The DMB signal of the satellite repeater 17 received through the first antenna and the DMB signal of the DMB satellite 13 received through the second antenna are supplied to and processed by a DMB signal processor (not shown). The GPS signal received through the 3 antennas is supplied to the GPS signal processor (not shown), processed, and displayed on the screen. Here, the first antenna performs a diversity function for eliminating a shadow area and a function of improving reception sensitivity of a DMB signal received through the second antenna. For example, the reception sensitivity of the DMB signal is improved due to the overlapping of the DMB signal received through the first antenna and the DMB signal received through the second antenna.

Typically, the DMB satellite 13 is located at 144 degrees E. and transmits a DMB broadcast signal supplied from the DMB broadcast center to a moving vehicle. In addition, the GPS satellite body 14 transmits the GPS signal to the vehicle by turning the earth every 12 hours with a slope of 55 degrees with respect to the equator plane.

Since the first antenna for receiving the DMB signals of the DMB satellite body 13 and the satellite repeater 17 is usually installed in the rear dashboard of the vehicle, the DMB signal and the GPS signal are passed through the rear window of the vehicle. 1 is received via antenna. However, since the rear window of the vehicle includes a heating wire, etc., a loss of about 6-10 dB is lost between the DMB signal of the actual DMB satellite 13 and the satellite repeater 17 and the DMB signal received through the first antenna. This will occur. Therefore, there is a problem in that the reception sensitivity of the DMB signal is lowered and the image quality and sound quality of the DMB signal are lowered.
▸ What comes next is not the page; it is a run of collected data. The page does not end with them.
PR #995, opened 2019-01-28
Add blurb for Nomad and Terraform about getting them on the PATH.

kurtwheeler:
## Issue Number

#699 

Getting Nomad and Terraform on her PATH were the only things that gave Candace any trouble... so far. She was actually familiar with using her PATH, she just ran into trouble because `sudo` didn't work for her. I'm not experienced with Macs, so I'm not entirely sure how to fix that, and we already link to https://www.nomadproject.io/guides/operations/install/index.html#precompiled-binaries in the readme,  but I do know that moving the binary into `/usr/local/bin` worked for her and is probably the best thing to recommend generally so I've mentioned it in the README.

## Types of changes

## Functional tests

N/A

## Checklist

### DIFF
--- a/README.md
+++ b/README.md
@@ -121,9 +121,11 @@ The following services will need to be installed:
 - [jq](https://stedolan.github.io/jq/)
 - [Nomad](https://www.nomadproject.io/docs/install/index.html#precompiled-binaries) This may not work for Mac. [Citation Needed]
 
-Instructions for installing Docker, Nomad, and Homebrew can be found by
-following the link for those services. The others on that list can
-be installed by running: `brew install iproute2mac git-crypt terraform jq`.
+Instructions for installing Docker and Homebrew can be found by
+following the link for those services.
+Terraform and Nomad are both installed by downloading the macOS binary and placing it somewhere on your PATH.
+If you are unfamiliar with managing your PATH, a fairly reliable way to do this is to move the binary file to `/usr/local/bin`.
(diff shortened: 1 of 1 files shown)


Miserlou:
I don't think this is the right way to install Nomad on OSX, mine is handled by `homebrew` which makes a symlink from `/usr/local/bin/nomad` to the one in Cellar.

cgreene:
It does look like we have `brew` later, so perhaps the instructions should note that users should only use the brew installation method.

kurtwheeler:
@Miserlou did you look at this link: https://www.nomadproject.io/guides/operations/install/index.html#precompiled-binaries?

It only recommends two ways to do it and that's not one of them. Is that better? I don't know what the difference is and I don't know what Cellar is.

kurtwheeler:
Ohhh Cellar, like a beer cellar? Gotta be a homebrew concept :P

kurtwheeler:
It might make sense to have a Rich write the documentation for Macs since he actually uses one... I know brew is the popular way to install things in Macland, but is it even better than the officially supported methods?

Miserlou:
It's literally just `brew install nomad`

kurtwheeler:
You addressed none of my other comments, such as the fact that the source for these files does not recommend that method. I can put that, but I have literally no context for why that is or isn't a good idea other than you saying that's how you've done it. I am generally uncomfortable writing documentation that I cannot explain the rationale for.

Miserlou:
Then I don't know why this PR was opened at all, since that's exactly what you're doing.

Issue #928, opened 2018-12-12
[Notes] Make the API Faster


Miserlou:
Notes from today's investigation:

* We have so much data
* Full text search is bad
* Sample counts must be moved to an IntegerField on the Experiment object
* Platforms must be moved to a (StringField? ArrayField?) on the Experiment object
* experimentannotation_data search needs to be removed until a better solution can be found
* The four filter queries should be combined into a single one

arielsvn:
ref https://github.com/AlexsLemonade/refinebio/issues/832

cgreene:
We have had pretty good experience speeding up search w/ Elastic Search in the past. If that's the only part that's struggling, it's not horrible to do.

arielsvn:
> Sample counts must be moved to an IntegerField on the Experiment object

Adding the sample counts might not do much, tested locally and it doesn't seem to be a significant difference between ordering by `total_samples_count` or `created_at`.

arielsvn:
Another thing that might be good to move into the `Experiment` object is `samples__is_processed` and `samples__is_public`.

https://github.com/AlexsLemonade/refinebio/blob/86c22743a0db4e59fbe13eeff685621302ce02c7/common/data_refinery_common/models/models.py#L233-L237

Also removing that `.distinct()` call seems to reduce the response time slightly, not sure why do we need it there.

Miserlou:
It's friggin fast now

PR #996, opened 2019-01-28
Open ES Permissions, Fix [CORS, Platforms, README]

Miserlou:
Fixes ES deployment permissions and a few other small changes - double CORS headers, platforms not appearing and an outdated README.

#699
#928


Miserlou:
Oh, it also changes the default target capacity to 0 for dev and staging as it's very annoying to do devops and have this constantly reset itself to the expensive setting without warning.

common/data_refinery_common/migrations/0009_es_cache.py
```diff
@@ -31,10 +31,10 @@ def update_cached_values(apps, schema_editor):
 
         # via experiment.update_organism_names
         experiment.organism_names = list(set([organism.name for organism in experiment.organisms.all()]))
-        experiment.save()
 
         # experiment.update_platform_names
         experiment.platform_names = list(set([sample.platform_name for sample in experiment.samples.all()]))
+        experiment.save()
```
arielsvn: nice catch!

PR #998, opened 2019-01-30
Use Ngrams for More Robust ES Search

Miserlou:
## Issue Number

n/a

It was bothering me that we could only search for "medulloblastoma" but not for "medullo"

This adds ngram based indexing to the ES search results such that substrings between 4 and 12 characters will also hit.

## Types of changes

## Functional tests

Tested manually.


Miserlou:
They're adjustable parameters I chose after some mild trial and error. Less than 4 seemed to over match, more than 12, I don't know, it just doesn't seem like I'd type 12 letters and not just finish the word.

Issue #1000, opened 2019-01-30
Accession Search is Broken


Miserlou:
https://www.refine.bio/results?q=GSE85218

PR #1002, opened 2019-01-30
Search more fields via ES

Miserlou:
## Issue Number

https://github.com/AlexsLemonade/refinebio/issues/1000

Some of the fields aren't being searched. This searches those too.

### DIFF
--- a/api/data_refinery_api/views.py
+++ b/api/data_refinery_api/views.py
@@ -165,9 +165,16 @@ class ExperimentDocumentView(DocumentViewSet):
     # Is this exhaustive enough?
     search_fields = (
         'title',
+        'publication_title',
         'description',
         'publication_authors',
         'submitter_institution',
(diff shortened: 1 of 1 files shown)


api/data_refinery_api/views.py
```diff
@@ -165,9 +165,16 @@ class ExperimentDocumentView(DocumentViewSet):
...
         'title',
+        'publication_title',
         'description',
         'publication_authors',
         'submitter_institution',
+        'accession_code',
+        'alternate_accession_code',
+        'publication_doi',
+        'pubmed_id',
+        'sample_metadata_fields',
```
kurtwheeler: Are you sure we want to be able to search on `sample_metadata_fields`? I thought this was mostly a cached field so we didn't have to calculate it on the fly for every experiment. I think it might end up matching a lot of extra results.

PR #1003, opened 2019-01-30
Allow supplying ALL as an organism to create_qn_target

Miserlou:
We have support for creating all QN targets at once, although this isn't usable in production since the nomad job spec doesn't support it, and the templating we use couldn't handle it anyway. This is a hack to allow using `ALL` as an organism - we already use `ALL` elsewhere in the app, so at least that's consistent.


Miserlou:
Also removes the SMASHER_CONSTRAINT from the COMPENDIA job specification.

Miserlou:
Well that sounds great for the future but we have a practical constraint of needing to get this done ASAP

Therefore, there is a need for a separate device capable of reducing signal loss due to the windshield of the vehicle body and simultaneously receiving a GPS signal as well as a DMB signal.

SUMMARY OF THE INVENTION The present invention has been made in view of the above circumstances, and an object of the present invention is a first receiver for receiving a DMB signal of a DMB satellite and a GPS repeater and a GPS signal of a GPS satellite at a predetermined position outside of a vehicle in order to solve a shadow area. And installing a second receiver on the internal rear dashboard of the vehicle to supply the DMB signal and the GPS signal of the first receiver to the main receiver, thereby preventing the DMB signal and the GS signal loss due to the vehicle's body window. An object of the present invention is to provide a DMMB and GPS receiver which can prevent and improve the reception sensitivity of the DMMB and GPS.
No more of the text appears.